# DATASET ENTRIES
·····

Issue #9850, opened 2017-11-10
evil-collection: Join forces for a universal Evil binding package


Ambrevar:
A new Evil-binding project was recently started:
[evil-collection](https://github.com/jojojames/evil-collection).
The stated goal is obvious:

> Bring universal, ubiquitous and consistent Evil bindings to Emacs.

Spacemacs has undertaken tremendous work in that area.  Unfortunately,
non-Spacemacs users cannot easily benefit of this work as of now.  This leads to
an Emacs community in a badly fragmented state, with every one here and there
re-implementing her own set of bindings.

Starting evil-collection from scratch and without coordination with the existing
effort (the other evil-* packages as well as Doom config and the hugely popular
Spacemacs, among others) would lead to duplicate efforts and, much more
importantly, an unavoidable divergeance in the bindings.  This would lead to a
lot of friction, say, when moving from Emacs to Spacemacs and vice-versa.
That would not exactly solve the problem of fragmentation...

Some divergeance is probably unavoidable, but we could limit it to a minimum:
While Spacemacs has some of its own specifics in terms of bindings, I believe it
would not be unreasonable to base itself on a universal package while adding on
top a thin layer of its own.

The invaluable knowledge base and community of Spacemacs makes it a key actor
into establishing guidelines and a rationale for a universal package.  I might
be opening a Pandora box here.... Hopefully not, and a joint effort will make
both ends meet to create a universal, well-established package.

quicknir:
I think co-operation here would be a huge benefit for everyone; non spacemacs users would benefit from some current spacemacs functionality entering packages, and I think Ambrevar will help coordinate improvements to evilification that will in turn benefit spacemacs users. Win-win!

CeleritasCelery:
My two cents:
I am afraid that this will suffer from the same problem that @Fuco1 is discussing in #9838. Namely that when a Spacemacs user finds a mode-specific config (for evil, smartparens, etc) they are going to add it to Spacemacs by default. I am willing to bet most of the time they don't even think of contacting the upstream package maintainer. So it seems this process (fix upstream rather then hack spacemacs) is not going to work well unless @syl20bnr makes that part of the official "Spacemacs" policy and it is documented. 

Contributors could try submitting pull requests to remove stuff from Spacemacs and pull requests to add stuff to upstream packages, but that feels like a losing battle unless the collaborators are behind this.

Ambrevar:
@CeleritasCelery: Completely agree.

[...]

PR #15414, opened 2022-03-17
Improve Docker layer 'dockerfile-mode' major mode keybindings

pataquets:
After several weeks using the layer for building Dockerfiles, I've came up with a few enhancements:
* I've flattened the `, c b` and `, c B` keys for build commands to just `, b` and `, B` to save keystrokes. I'm hesitant to remove existing ones because of annoying existing users, but feels redundant. Feedback on this is needed.
* Since [Silex/docker.el](https://github.com/Silex/docker.el)'s package is also installed for managing the `docker` daemon, I've added some command shortcuts for convenience (in addition to the existing `SPC a t d ...` ones):
  * `p` for `docker ps`, which can be used to delete failed builds' containers.
  * `i` for `docker images`, to delete old image builds.
  * `d` to access all the `docker` package commands (incl. `images` and `ps`): `docker {volumes,networks,...}`. Doing `, d` is a bit faster than existing `SPC a t d`.

As for the `docker` package commands, I've wrapped them inside a `(with-eval-after-load)` in case the user disables/excludes `docker` package. Not sure which is better, as opposed to `(feature-p)`, still newbie. Advice much appreciated, as I learn.

### DIFF
--- a/layers/+tools/docker/packages.el
+++ b/layers/+tools/docker/packages.el
@@ -50,12 +50,9 @@
     :defer t
     :init (add-hook 'dockerfile-mode-local-vars-hook #'spacemacs//docker-dockerfile-setup-backend)
     :config
-    (spacemacs/declare-prefix-for-mode 'dockerfile-mode "mc" "compile")
     (spacemacs/set-leader-keys-for-major-mode 'dockerfile-mode
       "b" 'dockerfile-build-buffer
       "B" 'dockerfile-build-buffer-no-cache-buffer
-      "cb" 'dockerfile-build-buffer
-      "cB" 'dockerfile-build-no-cache-buffer)
     (with-eval-after-load 'docker
       (spacemacs/set-leader-keys-for-major-mode 'dockerfile-mode
         "d" 'docker
--- a/layers/+tools/docker/packages.el
+++ b/layers/+tools/docker/packages.el
@@ -52,8 +52,15 @@
     :config
     (spacemacs/declare-prefix-for-mode 'dockerfile-mode "mc" "compile")
     (spacemacs/set-leader-keys-for-major-mode 'dockerfile-mode
+      "b" 'dockerfile-build-buffer
+      "B" 'dockerfile-build-buffer-no-cache-buffer
       "cb" 'dockerfile-build-buffer
-      "cB" 'dockerfile-build-no-cache-buffer)))
+      "cB" 'dockerfile-build-no-cache-buffer)
+    (with-eval-after-load 'docker
+      (spacemacs/set-leader-keys-for-major-mode 'dockerfile-mode
+        "d" 'docker
+        "i" 'docker-images
+        "p" 'docker-containers))))
 
 (defun docker/post-init-flycheck ()
   (spacemacs/enable-flycheck 'dockerfile-mode))
--- a/CHANGELOG.develop
+++ b/CHANGELOG.develop
@@ -1907,6 +1907,9 @@ Other:
 - Fixed: broken package declaration for dockerfile-mode
   (thanks to Maximilian Wolff)
 - Added LSP support
+- Dockerfile mode keybindings (thanks to Alfonso Montero):
+  - Flatten ~cb~ and ~cB~ build commands into ~b~ and ~B~ to save keystrokes.
+  - Add keybindings to some =docker= package commands for convenience.
 **** Dotnet
 - Key bindings:
   - Added key bindings for =dotnet= (thanks to Jordan Kaye):
--- a/layers/+completion/helm/README.org
+++ b/layers/+completion/helm/README.org
@@ -63,7 +63,7 @@ listed last.
 
 ** Alternative layers
 Ivy layer is a replacement layer for Helm. When you add =ivy= to the existing
-== list in your dotfile, it will completely replace the =helm= layer.
+list in your dotfile, it will completely replace the =helm= layer.
 
 To switch from Ivy to Helm, modify your =~/.spacemacs=. You will need to add
 =helm= to the existing =dotspacemacs-configuration-layers= list in this file,


layers/+tools/docker/packages.el
```diff
@@ -52,8 +52,15 @@
...
+      "b" 'dockerfile-build-buffer
+      "B" 'dockerfile-build-buffer-no-cache-buffer
       "cb" 'dockerfile-build-buffer
-      "cB" 'dockerfile-build-no-cache-buffer)))
+      "cB" 'dockerfile-build-no-cache-buffer)
+    (with-eval-after-load 'docker
+      (spacemacs/set-leader-keys-for-major-mode 'dockerfile-mode
+        "d" 'docker
+        "i" 'docker-images
+        "p" 'docker-containers))))
```
arifer612, line 63: By wrapping them in `with-eval-after-load`, these keybindings will not be accessible if `docker` is not already loaded beforehand. There may be use-cases where one spins up a new Emacs instance just to edit a Dockerfile without loading the `docker` package. I suggest that you move these under `:init` since they are autoloaded by the `docker` package anyways.

arifer612 (changes requested):
I also agree that having the extra keystroke is just wasted effort so I feel that this is a very reasonable change to make. However, there are a few changes you need to make regarding the first point on redundant keybindings. As for the second point, it may better serve being placed under `:init`. I have left some comments on the both of these points.

Besides `packages.el` you will also need to update the keybindings in the README for this layer.

thanhvg:
I my fork I reverted the following two commits which mess up special mode.

- This reverts commit 8c931b9c8648691c064e72966cb3ffb6308e9731. 

https://github.com/syl20bnr/spacemacs/pull/15050
https://github.com/syl20bnr/spacemacs/pull/14995

- This reverts commit b1fe17d370d5a3f3b7c8d69b51f7b12b77368418.

After that enable evil-collection for docker, remove evil-define-key ceremony, then enjoy all the bindings.

lebensterben:
@dalanicolai 
Please see comment above. I intend to revert those two commits. We should instead evilify specific major modes directly.

dalanicolai:
@lebensterben That second commit is a correction/improvement on that first commit. So now special-mode buffers open in motion state instead of evilified state. It still seems to me that motion state is a sensible default for special-mode buffers, because special-mode buffers are read-only and therefore it is useless to have a normal/insert state there (and motions-state specially exists for read-only buffers). I would probably prefer, to take/copy the useful keybindings from the docker layer (or add a regexp to 'evil-buffer-regexps` as I described in [spacemacs conventions](evil-buffer-regexps)). I would not say that they messes up special mode buffers. For me it is fine whatever you choose, but I think it would make sense to 'verbalize' a good argument for it (something like 'we prefer to use emacs-state bindings in special-mode buffers, instead of evil style navigation', which is more or less what it is about, or 'we prefer to use evil collection, i.e. without major-mode leader key, over creating our own configuration')

lebensterben:
@dalanicolai 

okay let me think more about it.

thanhvg:
I don't want to reinvent the wheel. I want to get benefit from upstream and give them some contributions too.

normal-mode or motion-mode is the same to me. But normal mode is what upstream evil or evil-collection adds extra bindings. Switching to motion-mode as default causes all these free bindings gone and you have this PR trying to add them back. Docker mode uses transient and if you need help, just press `?` then it shows all the bindings, but because you are in motion-mode, `?` will do a evil search. I also noticed problems with ivy buffers because of this motion-mode behavior.

And please don't get me started with `evil-evilified-state`. I despise it, why Spacemacs has its own evil state thing? why not contributing to upstream instead. It drags us down.

dalanicolai:
I would prefer to benefit and add to upstream also, but it is not Spacemacs that reinvented the wheel (AFAIK it invented 'the wheel'). There are more or less no modes that come with 'free' bindings, they always have to get configured (evil-collection is not used automatically by most packages, maybe it should, but it is not). Also, if someone/some layer wants to use evil-collection then there is really no need to revert this PR... just activate evil collection (e.g. try calendar-mode, run `evil-collection-calendar-setup`, and you will have evil collection keybindings. On the other hand, make it open in `normal-state` and then try to exit with `q`, you will be recording a macro). Evilifying states historically was a good option to quickly 'evilify' some state, in a way it is an improvement to motion state, because it does not break too many default Emacs keybindings, and otherwise it modifies them in a consistent way. But indeed it is only helpful as long as no 'better' bindings exist, so indeed now it might make more sense to use evil-collection for such modes ([this](https://github.com/syl20bnr/spacemacs/issues/9850#issuecomment-402566394) is what @syl20bnr had to say about this, and in [this](https://github.com/noctuid/evil-guide#global-keybindings-and-evil-states) section you can read what noctuid has to say about motion state, where I think his complaints are not really big issues (he just prefers evil-collection)). Anyway, as @thanhvg mentioned there is not much difference between motion and normal state, except that in normal state you can not exit with `q` (in that sense it is actually normal state that is messing up special modes). Anyway, AFAIK there is no need to revert those PR's to make possible to use evil-collection, so I would say you are handling a non-issue, and it would probably be a regression. I am not against using evil-collection, but it is perfectly possible without reverting this PR (@thanhvg points in his comments seem not very much related to these PR's).

layers/+tools/docker/packages.el
pataquets: A couple questions:
Independent of `docker` package being not yet loaded at some point, wouldn't the keybindings be accessible anyway as soon as the package is gets to load? (Thus effectively only delaying the key bindings until the last moment, but never skipping them)
What if the user excludes the `docker` package via `dotspacemacs-excluded-packages`? (This is the main corner case that made me wrap everything in `with-eval-after-load`).

smile13241324 (approved):
This is looks ok, though we need to add conditions to only bind the short commands if not lsp is used. In this specific case we still need to use the long version. I will do the necessary adaption after the merge.

layers/+tools/docker/packages.el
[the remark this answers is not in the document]
pataquets: I wasn't aware of this ([CONVENTIONS.org](https://github.com/syl20bnr/spacemacs/blob/develop/doc/CONVENTIONS.org#use-package)). Fixed on #15707.

pataquets: Finally learnt how to do it properly. Fixed on #15707.

pataquets:
Submitted #15707 to address requested changes. Sorry for not doing it here. I was awaiting for the conversation to settle, since it was way above my head to understand it (I even thought it was an unrelated cross-post!). Then the PR was unexpectedly merged.
So much to learn still...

·····

# THE PROBLEM
Could you restate word for word the lines above, from the one that contains "Some divergeance is" through the one that contains "After several weeks", and no others?

# TASK SOLUTION
Some divergeance is probably unavoidable, but we could limit it to a minimum:
While Spacemacs has some of its own specifics in terms of bindings, I believe it
would not be unreasonable to base itself on a universal package while adding on
top a thin layer of its own.

The invaluable knowledge base and community of Spacemacs makes it a key actor
into establishing guidelines and a rationale for a universal package.  I might
be opening a Pandora box here.... Hopefully not, and a joint effort will make
both ends meet to create a universal, well-established package.

quicknir:
I think co-operation here would be a huge benefit for everyone; non spacemacs users would benefit from some current spacemacs functionality entering packages, and I think Ambrevar will help coordinate improvements to evilification that will in turn benefit spacemacs users. Win-win!

CeleritasCelery:
My two cents:
I am afraid that this will suffer from the same problem that @Fuco1 is discussing in #9838. Namely that when a Spacemacs user finds a mode-specific config (for evil, smartparens, etc) they are going to add it to Spacemacs by default. I am willing to bet most of the time they don't even think of contacting the upstream package maintainer. So it seems this process (fix upstream rather then hack spacemacs) is not going to work well unless @syl20bnr makes that part of the official "Spacemacs" policy and it is documented. 

Contributors could try submitting pull requests to remove stuff from Spacemacs and pull requests to add stuff to upstream packages, but that feels like a losing battle unless the collaborators are behind this.

Ambrevar:
@CeleritasCelery: Completely agree.

[...]

PR #15414, opened 2022-03-17
Improve Docker layer 'dockerfile-mode' major mode keybindings

pataquets:
After several weeks using the layer for building Dockerfiles, I've came up with a few enhancements:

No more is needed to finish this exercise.